Раджа Кумари даси права. Даже на форумах материалистов поправляют безграмотных личностей. Последую её совету и прекращу диалог. Спасибо за беседу, Андрей.

----------


## Raja Kumari dasi

> Бхагаван может "воплощать" Лично Себя в Божественные Образы как например Господь Кришна


Вы ошибаетесь, вы не поняли ничего, хотя вам много раз здесь говорили разные участники, что именно вы не правильно понимаете. Печальный пример изучения книг Шрилы Прабхупады вне парампары, без гуру. 

Прекращаю разговор.

----------


## Андрей Зарубин

> Раджа Кумари даси права. Даже на форумах материалистов поправляют безграмотных личностей. Последую её совету и прекращу диалог. Спасибо за беседу, Андрей.

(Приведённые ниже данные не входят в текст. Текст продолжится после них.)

PR #168, opened 2020-05-22
Bugfix for legacy users with null last name

dhakim87:
Due to crash on logging in legacy users, we set nullable string fields of account table that can appear in yaml object to empty string

### DIFF
--- a/microsetta_private_api/db/patches/0062.sql
+++ b/microsetta_private_api/db/patches/0062.sql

вы понимаете разницу между "Технической грамматической ошибкой" в слове и искажениями либо отсутствием Духовных ЗНАНИЙ об Истине в этом слове?

если нет, то вам нужно тогда на форум Русского языка, раз вы Истину определяете по этому критерию. 

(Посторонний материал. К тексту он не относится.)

PR #169, opened 2020-05-22
POSSIBLE BUG FIX: Nullable account fields in yaml

AmandaBirmingham:
Makes account's first_name and last_name, and address's street, city, state, post_code, and country_code nullable.  Adds test showing this change allows loading of existing account record in which these fields are null.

Вам же не важно, что об этом говорят Святые писания, вам не нужна Истина в Них как Она есть, вам удобнее найти причину как грамматическая ошибка, которая якобы перечеркивает и искажают фундаментальные Духовные знания об Истине.)

Последуйте, последуйте за этой иллюзорной глупостью, пока вы ее не развеете эту иллюзию, она не даст вам увидеть Истину как Она есть.
Прежде всего этой иллюзией своего ума, сами себя обманываете!

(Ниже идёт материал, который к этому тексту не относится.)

PR #170, opened 2020-05-27
WIP: State rework

AmandaBirmingham:
Let's discuss this before considering any merging.  It is a major rework of client_impl.py to make the state machine capable of handling multiple human sources (in the way @dhakim87 and I discussed on Friday), with lots of knock-on changes in the client.yaml and the jinja2 templates.

Note that it is failing build right now because of lint failures in files that HAVEN'T changed between this branch and master, which has me scratching my head ...


microsetta_private_api/example/client_impl.py
```diff
@@ -683,133 +761,93 @@ def get_sample(account_id, source_id, sample_id):
...
 
 
-def put_sample(account_id, source_id, sample_id):
-    next_state, current_state = determine_workflow_state()
-    if next_state != ALL_DONE:
-        return redirect(WORKFLOW_URL)
+# TODO: guess we should also rewrite as ajax post for sample vue form?
+def put_update_sample(account_id, source_id, sample_id):
+    prereqs_step, curr_state = _check_relevant_prereqs(account_id, source_id)
+    # TODO: here we might want a "sample prereqs met"?
```
wasade, line 774: What type of checks might be performed?

microsetta_private_api/example/client_impl.py
```diff
@@ -683,133 +761,93 @@ def get_sample(account_id, source_id, sample_id):
...
-                             error_msg=error_msg,
-                             endpoint=SERVER_CONFIG["endpoint"],
-                             authrocket_url=SERVER_CONFIG["authrocket_url"])
-
-    return output
+    result = kit if error is None else error
+    return flask.jsonify(result), code
+
+
+# TODO: Note that associating surveys with samples when samples are claimed
```
wasade, line 805: This is the correct behavior here. If we need to associate samples to other surveys after the fact, I think that would fall into a separate UI element and backend method to resolve.

microsetta_private_api/example/client_impl.py
```diff
@@ -683,133 +761,93 @@ def get_sample(account_id, source_id, sample_id):
...
+#  means that any surveys added to this source AFTER these samples are claimed
+#  will NOT be associated with these samples.  This might be the right behavior
+#  but we should probably make an explicit policy decision about that :)
+def post_claim_samples(account_id, source_id, body):
+    prereqs_step, curr_state = _check_relevant_prereqs(account_id, source_id)
+    if prereqs_step == SOURCE_PREREQS_MET:
+        sample_ids_to_claim = body.get('sample_id', None)
```
wasade, line 812: `, None)` isn't needed

microsetta_private_api/example/client_impl.py
```diff
@@ -683,133 +761,93 @@ def get_sample(account_id, source_id, sample_id):
...
+        if sample_ids_to_claim is None:
+            # User claimed no samples ... shrug
+            return _route_to_closest_sink(prereqs_step, curr_state)
+
+        has_error, survey_output, _ = ApiRequest.get(
+            '/accounts/{0}/sources/{1}/surveys'.format(account_id, source_id))
+        if has_error:
+            return survey_output
+
+        # TODO: this will have to get more nuanced when we add animal surveys?
```
wasade, line 822: Ah good catch. Let's defer animals to a separate PR as there are a few changes in here already...

microsetta_private_api/templates/home.jinja2
```diff
@@ -28,21 +28,15 @@
...
-                        <a href="/workflow" class="list-group-item list-group-item-action">{{user}}'s account</a>
-                    {% endif %}
-                {% else %}
-                <a href="/workflow" class="list-group-item list-group-item-action">
+            {% if accounts|length > 0 %}
+                {% for account in accounts %}
+                    <a href="/accounts/{{ account.account_id }}" class="list-group-item list-group-item-action">{{ account.email }}'s account</a>
+                {% endfor %}  <!-- end of for account in accounts -->
+            {% else %}
+                <a href="/create_account" class="list-group-item list-group-item-action">
```
wasade, line 36: Just to check, a user can only create a new account if there aren't any already in the system? I think this makes sense

microsetta_private_api/templates/home.jinja2
```diff
@@ -28,21 +28,15 @@
...
-                        and we’re still in the process of handling the different type of scenarios
-                        that can happen on the website. We apologize for the inconvenience.
-                    {% else %}
-                        <a href="/workflow" class="list-group-item list-group-item-action">{{user}}'s account</a>
-                    {% endif %}
-                {% else %}
-                <a href="/workflow" class="list-group-item list-group-item-action">
+            {% if accounts|length > 0 %}
+                {% for account in accounts %}
+                    <a href="/accounts/{{ account.account_id }}" class="list-group-item list-group-item-action">{{ account.email }}'s account</a>
```
wasade, line 33: what happens if the emails aren't unique?

microsetta_private_api/templates/source.jinja2
```diff
@@ -10,19 +10,43 @@
...
+                        // on the right side
+                        kit_name: {
+                            required: true,
+                            remote: {
+                                url: "/check_kit_valid",
+                            }
+                        }
+                    }
+                };
+                if (submitHandler != null){
```
wasade, line 32: should this be `!==`?

microsetta_private_api/templates/source.jinja2
```diff
@@ -164,7 +187,7 @@
                 <p>Surveys taken:</p>
                 <div class="list-group">
                     {% for survey in surveys %}
-                    <a>
+                    <a> <!--TODO: Err, should this link go somewhere? -->
```
wasade, line 190: if/when we allow editing a survey...

microsetta_private_api/example/client_impl.py
```diff
@@ -26,219 +27,371 @@
...
-        "/accounts/%s/sources" % (acct_id,), params={"source_type": "human"})
-    if needs_reroute:
-        current_state["reroute"] = sources_output
-        return NEEDS_REROUTE, current_state
-    if len(sources_output) == 0:
-        return NEEDS_HUMAN_SOURCE, current_state
-    elif len(sources_output) > 1:
-        # we do not currently support displaying multiple human sources
-        return TOO_MANY_HUMAN_SOURCES, current_state
+    # IF we decide that every acct needs at least one source,
```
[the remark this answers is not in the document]
dhakim87: Admin accounts probably won't...  But I don't think that's really relevant to our policies for regular users.

microsetta_private_api/templates/home.jinja2
dhakim87: I think the "idx_account_email" UNIQUE, btree (email) on ag.account guarantees account emails are unique.

microsetta_private_api/example/client.yaml
```diff
@@ -98,49 +86,57 @@ paths:
...
+          description: Display of account
           content:
             text/html:
               schema:
                 type: string
-        '302':
-          description: Redirecting to necessary action
 
-  '/workflow_create_human_source':
+  '/accounts/{account_id}/update_email':
```
dhakim87, line 118: Comment that's more related to my account information editing branch.  Do we want users to be able to edit their email addresses whenever they want?  I disabled it, but it felt weird not letting them set their own email address.

microsetta_private_api/example/client.yaml
```diff
@@ -189,38 +189,22 @@ paths:
...
             text/html:
               schema:
                 type: string
-
-  '/accounts/{account_id}/sources/':
     post:
-      operationId: microsetta_private_api.example.client_impl.post_source
+      operationId: microsetta_private_api.example.client_impl.post_create_nonhuman_source
       tags:
         - Sources
```
dhakim87, line 209: I might be getting tripped up by the github diff tool, but it seems this line should be updated to match singular style in naming convention?

microsetta_private_api/example/client_impl.py
```diff
@@ -26,219 +27,371 @@
...
+    SURVEY_TEMPLATE_ID_KEY = "survey_template_id"
+    current_state = {} if current_state is None else current_state
+    current_state['source_id'] = source_id
 
-    source_id = sources_output[0]["source_id"]
-    current_state['human_source_id'] = source_id
+    # Get the input source
+    has_error, source_output, _ = ApiRequest.get(
+        '/accounts/%s/sources/%s' %
+        (acct_id, source_id))
```
dhakim87, line 151: Should this use _make_path?

microsetta_private_api/example/client_impl.py
```diff
@@ -26,219 +27,371 @@
...
+
+    # Get all required survey template ids for this source type
+    req_survey_template_ids = _get_required_survey_templates_by_source_type(
+        source_output["source_type"])
 
-    # Have you taken the primary survey? NO-> main_survey.html
+    # Get all the current answered surveys for this source
     needs_reroute, surveys_output, _ = ApiRequest.get(
-        "/accounts/{0}/sources/{1}/surveys".format(acct_id, source_id))
+        '/accounts/{0}/sources/{1}/surveys'.format(acct_id, source_id))
```
dhakim87, line 161: Should this use _make_path?

microsetta_private_api/example/client_impl.py
```diff
@@ -26,219 +27,371 @@
...
+        # Does this source LACK an answered survey with this template id?
+        if curr_req_survey_template_id not in template_ids_of_answered_surveys:
+            current_state["needed_survey_template_id"] = \
+                curr_req_survey_template_id
+            return NEEDS_SURVEY, current_state
+
+    return SOURCE_PREREQS_MET, current_state
+
+
+def _check_relevant_prereqs(acct_id=None, source_id=None):
```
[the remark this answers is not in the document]
dhakim87: Inverting the if statements matches my intuition as well.  I have trouble following this method even though it's completely linear.  

I also wonder if there's a way to switch up the function prototypes to build something like:
`
if not _check_home_prereqs(output)
    return output
if not _check_acct_prereqs(acct_id, output)
    return output
_check_source_prereqs(acct_id, source_id, output)
return output
`

where output just denotes some mutable object (list/dict) that is modified in place.

microsetta_private_api/example/client_impl.py
```diff
@@ -26,219 +27,371 @@
...
+# get the token, validate it, and pull email out of it.
+def _parse_jwt(token):
+    decoded = jwt.decode(token, PUB_KEY, algorithms=['RS256'], verify=True)
+    email_verified = decoded.get('email_verified', False)
+    return decoded["email"], email_verified
 
-    return ALL_DONE, current_state
 
+def _route_to_closest_sink(prereqs_step, current_state):
+    print("Current Prereq Step:", prereqs_step)
```
dhakim87, line 206: Leftover print statement

microsetta_private_api/example/client_impl.py
```diff
@@ -26,219 +27,371 @@
...
+# Client might not technically care who the user is, but if they do, they
+# get the token, validate it, and pull email out of it.
+def _parse_jwt(token):
+    decoded = jwt.decode(token, PUB_KEY, algorithms=['RS256'], verify=True)
+    email_verified = decoded.get('email_verified', False)
+    return decoded["email"], email_verified
 
-    return ALL_DONE, current_state
 
+def _route_to_closest_sink(prereqs_step, current_state):
```
dhakim87, line 205: It might be coming up on the time to turn this function into a flow chart.  I don't fully know how to interpret the two classes of steps: NEEDS_XXX, and XXX_PREREQS_MET.  I understand why I would interrupt the user to say "No, you NEED to do this first"  I don't understand why I would redirect the user to say "Okay, you have an account, so go look at it", which makes me have trouble following this function.

microsetta_private_api/example/client_impl.py
```diff
@@ -26,219 +27,371 @@
...
+    else:
+        # TODO: theoretically could route this to the front end /error ..
+        # but kind of a waste?  Do we need to reroute all these to front end?
+        # Guess doing so means we can't accidentally change front end behavior
+        # but not back-end behavior here ...
+        return get_show_error_page(
+            "Unknown prereq_step: '{0}'".format(prereqs_step))
+
+
+def _update_state_and_route_to_sink(account_id=None, source_id=None):
```
dhakim87, line 241: Naming?  Update what state?  Is curr_state visible outside the scope of this function in some way?

microsetta_private_api/example/client_impl.py
```diff
@@ -26,219 +27,371 @@
...
+        error_msg = unable_to_validate_msg
+
+    if error_msg is not None:
+        return None, error_msg, response_status_code
+
+    return response.json(), None, response_status_code
+
+
+def _check_survey_allowed(account_id, source_id, survey_template_id,
+                          addtl_allowed_steps=None):
```
dhakim87, line 280: Needs a doc string, I can't tell what this function is for or what to put into addtl_allowed_steps

microsetta_private_api/example/client_impl.py
```diff
@@ -26,219 +27,371 @@
...
+            # session, so if our token goes back we need to force them to login
+            # again.
+            user, email_verified = _parse_jwt(session[TOKEN_KEY_NAME])
+        except jwt.exceptions.ExpiredSignatureError:
+            return redirect('/logout')
+
+        if email_verified:
+            home_step, curr_state = _check_home_prereqs()
+            if home_step == NEEDS_REROUTE:
+                return curr_state[REROUTE_KEY]
```
dhakim87, line 347: This usage pattern is a little verbose.  Is there a way we can make it read more like:
```
if not _check_home_prereqs(output):
    return output
```

dhakim87: I miss C#'s out parameters 😢

microsetta_private_api/example/client_impl.py
```diff
@@ -26,219 +27,371 @@
...
+        # delete these keys if they are here, otherwise ignore
+        session.pop(TOKEN_KEY_NAME, None)
+        session.pop(KIT_NAME_KEY, None)
+        session.pop(EMAIL_CHECK_KEY, None)
+    return redirect(HOME_URL)
+
+
+def get_create_account():
+    prereqs_step, curr_state = _check_relevant_prereqs()
+    if prereqs_step != NEEDS_ACCOUNT:
```
dhakim87, line 384: I think my main confusion is right here.  I don't fundamentally understand why we are checking if a user needs to create an account rather than whether a user is allowed to create an account based on their prerequisites.  

I think when we discussed this, we talked about duplicate post operations, and the user getting out of sync with their current place in the workflow.  Is this trying to address the problem of duplicate post operations?  I can understand a worry that a user might hit the back button and post twice to the same route, but I don't think that should be addressed within client_impl.  If that's the problem we're trying to solve, we need to move that inside the api layer to check the database and ensure individual sources can't take two primary surveys for example.

microsetta_private_api/example/client_impl.py
```diff
@@ -256,258 +409,261 @@ def post_workflow_create_account(body):
...
+        has_error, consent_output, _ = ApiRequest.post(
+            "/accounts/{0}/consent".format(account_id), json=body)
+        if has_error:
+            return consent_output
 
-def _claim_kit_samples_helper(acct_id,
-                              source_id,
-                              sample_ids_to_claim,
-                              answered_survey_ids_to_associate):
+    new_source_id = consent_output["source_id"]
```
dhakim87, line 503: Going a bit blind with github's diffs, but I believe that if prereqs_step is not ACCT_PREREQS_MET, this line will crash as consent_output is not declared

microsetta_private_api/example/client_impl.py
```diff
@@ -256,258 +409,261 @@ def post_workflow_create_account(body):
...
-        acct_id = current_state["account_id"]
-        source_id = current_state["human_source_id"]
-        primary_survey_id = current_state["answered_primary_survey_id"]
-        covid_survey_id = current_state["answered_covid_survey_id"]
+def get_fill_local_source_survey(account_id, source_id, survey_template_id):
+    # if we are filling out a source-level survey, it must come before the
+    # source prerequisites are met; if a sample-level one, it can come after
+    reroute = _check_survey_allowed(account_id, source_id, survey_template_id)
+    if reroute is not None:
+        return reroute
```
dhakim87, line 532: I'm so sad that python doesn't have out parameters right now

microsetta_private_api/templates/home.jinja2
dhakim87: I believe attempting to make a second account with the same authrocket token errors out at the database layer due to "idx_account_issuer_sub" UNIQUE, btree (auth_issuer, auth_sub)

microsetta_private_api/templates/source.jinja2
```diff
@@ -10,19 +10,43 @@
     <link rel="stylesheet" href="/static/vendor/font-awesome-4.7.0/css/font-awesome.min.css"/>
     <link rel="stylesheet" href="/static/css/minimal_interface.css" />
     <script src="/static/vendor/js/jquery.form-4.2.2/jquery.form.min.js"></script>
-    <script src="/static/kit_check.js"></script>
```
dhakim87, line 13: Why was this functionality moved to source.jinja2 from being a separate file?  I thought this was used in both account registration and in sample claiming.

microsetta_private_api/templates/home.jinja2
wasade: Existing users with multiple source possibly used the same email address on the consent document, so this may be violated

microsetta_private_api/example/client_impl.py
AmandaBirmingham: I didn't use _make_path for any private API requests--I only used it for client URLs.

Right now it is in fact the case that the paths for the client URLs and the paths for the private API URLs have the same structure (/accounts/{acct_id}/sources/{source_id}/<etc>) but since we had not made any formal decision that committed to them mirroring each other, I was hesitant to use _make_path for both.  Would be happy to put that in, though, if we want to commit to that mirroring.

microsetta_private_api/example/client_impl.py
AmandaBirmingham: See above

microsetta_private_api/example/client_impl.py
AmandaBirmingham: Yeah, we've had this one for basically the entire lifetime of minimalInterface; this is the print statement that is near the top of `workflow()` in the existing master (refactored into the function that one became):

https://github.com/biocore/microsetta-private-api/blob/9d7195d2552db0fe3f194185a8e07bc8ebf752ed/microsetta_private_api/example/client_impl.py#L214-L217

I have found it pretty helpful so I left it ... but I suppose in reality it should be logging instead ...

microsetta_private_api/example/client_impl.py
AmandaBirmingham: Fair point re naming!  This method does not change state in any way :) Rather, it calls _check_relevant_prereqs, which returns updated info about what the state of the user's account/source/etc is, and then passes that updated "state" information to _route_to_closest_sink to send the user to the location appropriate to that state.  Maybe it would be clearer to refer to this as *refreshing* the state rather than *updating* it?

microsetta_private_api/example/client_impl.py
AmandaBirmingham: Definitely open to suggestions on how to do that!

microsetta_private_api/example/client_impl.py
AmandaBirmingham: Note that this is on the *get*, not the post (the post *also* has a check on it, but it is a little different in form and function).  This check is here to guard against doing a "refresh" or a "back" to display a form for step that it turns out has (through some out-of-band action) already been performed.  E.g., if someone copies the url that points to the create account form and then pastes it into their browser at some future point after having actually created their account, they won't even see that create account form again--they will be redirected straight to the page for the account they already made.  

I didn't introduce this sort of checking in this WIP; it has been in minimalInterface since the beginning (see examples below from the current master).  Guarding against improper form gets in the client via the private api would not be feasible as the client's `get` endpoint sometimes doesn't make an api call at all (see e.g. `get_workflow_create_account` and `get_workflow_update_email` in the current master).  Therefore, I think we would instead be deciding whether we want to keep doing such aggressive checking on gets.  Another option would be to go ahead and let the user potentially do stupid things, like `getting` create_account form AGAIN and filling it out AGAIN, and then simply e.g., ignore its contents when they are submitted because, well, the user already had an account :D 

https://github.com/biocore/microsetta-private-api/blob/9d7195d2552db0fe3f194185a8e07bc8ebf752ed/microsetta_private_api/example/client_impl.py#L243-L246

да да, она права, а Священые писания ошибаются, которые говорят, что: 

ЧЧ Ади 2.88 — Только Личность Бога, источник всех божественных воплощений, достоин называться сваям бхагаваном, «изначальным Господом».
ЧЧ Ади 2.112 — Все воплощения сокрыты в изначальном теле Господа. Поэтому, в зависимости от желания, можно называть Господа именем любого из воплощений. 

это очень Разумный ваш вывод.) лесть не помошник на пути к Абсолютной Истине...

----------


## Андрей Зарубин

> Вы ошибаетесь, вы не поняли ничего.


расскажите нам какими знаниями вы обладаете об Истине кроме ваших не обоснованых слов, что я ошибаюсь и не понял ничего?, а мы сравним с Духовными знаниями которые были сказанны выше по данной теме и в этом сравнении увидим Истину как Она есть!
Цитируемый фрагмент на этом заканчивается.